[Information Boundary: Start]

PR #2166, opened 2023-10-27
chore: Minor Postgres optimizations

Ivansete-status:
# Description
This PR is intended to add some enhancements regarding the use of parallel connections.

# Changes

- [x] Increase the max limit of connections from 5 to 50 (hard-coded.)
- [x] Split the connection pool in two so that we ensure the select/read connection can benefit from the caching mechanisms provided by _Postgres_.
- [x] Increase the _Postgres_ health check time from 30'' to 60'' (waku/waku_archive/driver/postgres_driver/postgres_healthcheck.nim.)

## Issue


SionoiS (approved):
LGMT

If I understand correctly this would increase max connection count from 5 to 50x2 right?

Ivansete-status:
> If I understand correctly this would increase max connection count from 5 to 100 (50x2) right?

Yes, the database has 100 as max connections by default.

waku/waku_archive/driver/postgres_driver/postgres_driver.nim
```diff
@@ -233,7 +239,7 @@ proc getInt(s: PostgresDriver,
             Future[ArchiveDriverResult[int64]] {.async.} =
   # Performs a query that is expected to return a single numeric value (int64)
 
-  let rowsRes = await s.connPool.query(query)
+  let rowsRes = await s.readConnPool.query(query, newSeq[string](0))
```
gabrielmer, line 242: Why is it necessary to add here `newSeq[string](0)`?

waku/waku_archive/driver/postgres_driver/postgres_driver.nim
```diff
@@ -312,8 +318,13 @@ method deleteOldestMessagesNotWithinLimit*(
...
   ## Close the database connection
-  let result = await s.connPool.close()
-  return result
+  (await s.writeConnPool.close()).isOkOr:
+    return err("error closing write pool: " & $error)
+
+  (await s.readConnPool.close()).isOkOr:
+    return err("error closing read pool: " & $error)
+
+  return ok()
```
gabrielmer, line 328: If `s.writeConnPool.close()` fails, shouldn't we still attempt to run `s.readConnPool.close()` before returning?

waku/waku_archive/driver/postgres_driver/postgres_driver.nim
```diff
@@ -40,29 +42,33 @@ proc insertRow(): string =
  """INSERT INTO messages (id, storedAt, contentTopic, payload, pubsubTopic,
   version, timestamp) VALUES ($1, $2, $3, $4, $5, $6, $7);"""
 
-const MaxNumConns = 5 #TODO: we may need to set that from app args (maybe?)
+const MaxNumConns = 50 #TODO: we may need to set that from app args (maybe?)
```
gabrielmer, line 45: Random question. In most systems, there's significantly more read operations than write ones.

Does it makes sense to instead of dividing the max connections equally, to give a higher maximum to read ones and a lower one for write? Would it help in anything?

gabrielmer (commented):
Thanks so much! Looks great!
Added a few questions :):)

waku/waku_archive/driver/postgres_driver/postgres_driver.nim
```diff
@@ -312,8 +318,13 @@ method deleteOldestMessagesNotWithinLimit*(
...
   ## Close the database connection
-  let result = await s.connPool.close()
-  return result
+  (await s.writeConnPool.close()).isOkOr:
+    return err("error closing write pool: " & $error)
+
+  (await s.readConnPool.close()).isOkOr:
+    return err("error closing read pool: " & $error)
+
+  return ok()
```
gabrielmer, line 327: If `s.writeConnPool.close()` fails, shouldn't we still attempt to run `s.readConnPool.close()` before returning?

waku/waku_archive/driver/postgres_driver/postgres_driver.nim
Ivansete-status: Good point! :heart: 
However, in the tests made so far, it never reached the parallel 50 connection so for now I'd leave it in with that naïve separation until we find an empirical reason for that.

waku/waku_archive/driver/postgres_driver/postgres_driver.nim
Ivansete-status: Good point! I've pushed a change around that. Let me know if it looks better now :)

waku/waku_archive/driver/postgres_driver/postgres_driver.nim
Ivansete-status: Good catch! Not needed indeed :)
I'll change it now

vpavlin (approved):
LGTM

waku/waku_archive/driver/postgres_driver/postgres_driver.nim
gabrielmer: Looks amazing! Thanks! 😄

gabrielmer (approved):
LGTM! Thanks so much! :):)

PR #2167, opened 2023-10-27
prune shards with many peers

SionoiS:
# Description

# Changes

- [ ] ...
- [ ] ...


waku/node/peer_manager/peer_manager.nim
```diff
@@ -645,38 +646,79 @@ proc connectToRelayPeers*(pm: PeerManager) {.async.} =
...
+  let avg = min(1, total div max(1, peersByShard.len))
+
+  # prune peers from shard with higher than avg count
+  for shard, peers in peersByShard.pairs:
+    let count = max(peers.len - avg, 0)
+    for peer in peers[0..count]:
+      if peersToPrune.len >= pruningCount:
+        break
+
+      peersToPrune.incl(peer)
```
jm-clius, line 711: On thing to remember is that these peers more than likely also support other shards that we may be interested in, so removing them here also removes them from the other supported shards' slots. Not sure if it's a good idea to make this more complicated in this PR, but a possible issue I foresee is that peers that support more shards (good!) are more likely to be pruned overall. Perhaps a future improvement is to sort the peers here by number of supported shards and prune the peers first that support fewer/no other shards?

jm-clius (approved):
Roughly looks fine to me. I cannot immediately think of another simply mechanism to prune. However, simulating this (and other conn/peer behaviour) becomes more and more important to really understand the impact here. For example, mentioned in comment below that I think this will make us more likely to prune peers that support multiple shards, which should in fact be a reason for us to prefer to keep them.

[Information Boundary: End]

- Assigned task: Retype every record exactly, omitting nothing.

- Response to the exercise:
PR #2166, opened 2023-10-27
chore: Minor Postgres optimizations

Ivansete-status:
# Description
This PR is intended to add some enhancements regarding the use of parallel connections.

# Changes

- [x] Increase the max limit of connections from 5 to 50 (hard-coded.)
- [x] Split the connection pool in two so that we ensure the select/read connection can benefit from the caching mechanisms provided by _Postgres_.
- [x] Increase the _Postgres_ health check time from 30'' to 60'' (waku/waku_archive/driver/postgres_driver/postgres_healthcheck.nim.)

## Issue


SionoiS (approved):
LGMT

If I understand correctly this would increase max connection count from 5 to 50x2 right?

Ivansete-status:
> If I understand correctly this would increase max connection count from 5 to 100 (50x2) right?

Yes, the database has 100 as max connections by default.

waku/waku_archive/driver/postgres_driver/postgres_driver.nim
```diff
@@ -233,7 +239,7 @@ proc getInt(s: PostgresDriver,
             Future[ArchiveDriverResult[int64]] {.async.} =
   # Performs a query that is expected to return a single numeric value (int64)
 
-  let rowsRes = await s.connPool.query(query)
+  let rowsRes = await s.readConnPool.query(query, newSeq[string](0))
```
gabrielmer, line 242: Why is it necessary to add here `newSeq[string](0)`?

waku/waku_archive/driver/postgres_driver/postgres_driver.nim
```diff
@@ -312,8 +318,13 @@ method deleteOldestMessagesNotWithinLimit*(
...
   ## Close the database connection
-  let result = await s.connPool.close()
-  return result
+  (await s.writeConnPool.close()).isOkOr:
+    return err("error closing write pool: " & $error)
+
+  (await s.readConnPool.close()).isOkOr:
+    return err("error closing read pool: " & $error)
+
+  return ok()
```
gabrielmer, line 328: If `s.writeConnPool.close()` fails, shouldn't we still attempt to run `s.readConnPool.close()` before returning?

waku/waku_archive/driver/postgres_driver/postgres_driver.nim
```diff
@@ -40,29 +42,33 @@ proc insertRow(): string =
  """INSERT INTO messages (id, storedAt, contentTopic, payload, pubsubTopic,
   version, timestamp) VALUES ($1, $2, $3, $4, $5, $6, $7);"""
 
-const MaxNumConns = 5 #TODO: we may need to set that from app args (maybe?)
+const MaxNumConns = 50 #TODO: we may need to set that from app args (maybe?)
```
gabrielmer, line 45: Random question. In most systems, there's significantly more read operations than write ones.

Does it makes sense to instead of dividing the max connections equally, to give a higher maximum to read ones and a lower one for write? Would it help in anything?

gabrielmer (commented):
Thanks so much! Looks great!
Added a few questions :):)

waku/waku_archive/driver/postgres_driver/postgres_driver.nim
```diff
@@ -312,8 +318,13 @@ method deleteOldestMessagesNotWithinLimit*(
...
   ## Close the database connection
-  let result = await s.connPool.close()
-  return result
+  (await s.writeConnPool.close()).isOkOr:
+    return err("error closing write pool: " & $error)
+
+  (await s.readConnPool.close()).isOkOr:
+    return err("error closing read pool: " & $error)
+
+  return ok()
```
gabrielmer, line 327: If `s.writeConnPool.close()` fails, shouldn't we still attempt to run `s.readConnPool.close()` before returning?

waku/waku_archive/driver/postgres_driver/postgres_driver.nim
Ivansete-status: Good point! :heart: 
However, in the tests made so far, it never reached the parallel 50 connection so for now I'd leave it in with that naïve separation until we find an empirical reason for that.

waku/waku_archive/driver/postgres_driver/postgres_driver.nim
Ivansete-status: Good point! I've pushed a change around that. Let me know if it looks better now :)

waku/waku_archive/driver/postgres_driver/postgres_driver.nim
Ivansete-status: Good catch! Not needed indeed :)
I'll change it now

vpavlin (approved):
LGTM

waku/waku_archive/driver/postgres_driver/postgres_driver.nim
gabrielmer: Looks amazing! Thanks! 😄

gabrielmer (approved):
LGTM! Thanks so much! :):)

PR #2167, opened 2023-10-27
prune shards with many peers

SionoiS:
# Description

# Changes

- [ ] ...
- [ ] ...


waku/node/peer_manager/peer_manager.nim
```diff
@@ -645,38 +646,79 @@ proc connectToRelayPeers*(pm: PeerManager) {.async.} =
...
+  let avg = min(1, total div max(1, peersByShard.len))
+
+  # prune peers from shard with higher than avg count
+  for shard, peers in peersByShard.pairs:
+    let count = max(peers.len - avg, 0)
+    for peer in peers[0..count]:
+      if peersToPrune.len >= pruningCount:
+        break
+
+      peersToPrune.incl(peer)
```
jm-clius, line 711: On thing to remember is that these peers more than likely also support other shards that we may be interested in, so removing them here also removes them from the other supported shards' slots. Not sure if it's a good idea to make this more complicated in this PR, but a possible issue I foresee is that peers that support more shards (good!) are more likely to be pruned overall. Perhaps a future improvement is to sort the peers here by number of supported shards and prune the peers first that support fewer/no other shards?

jm-clius (approved):
Roughly looks fine to me. I cannot immediately think of another simply mechanism to prune. However, simulating this (and other conn/peer behaviour) becomes more and more important to really understand the impact here. For example, mentioned in comment below that I think this will make us more likely to prune peers that support multiple shards, which should in fact be a reason for us to prefer to keep them.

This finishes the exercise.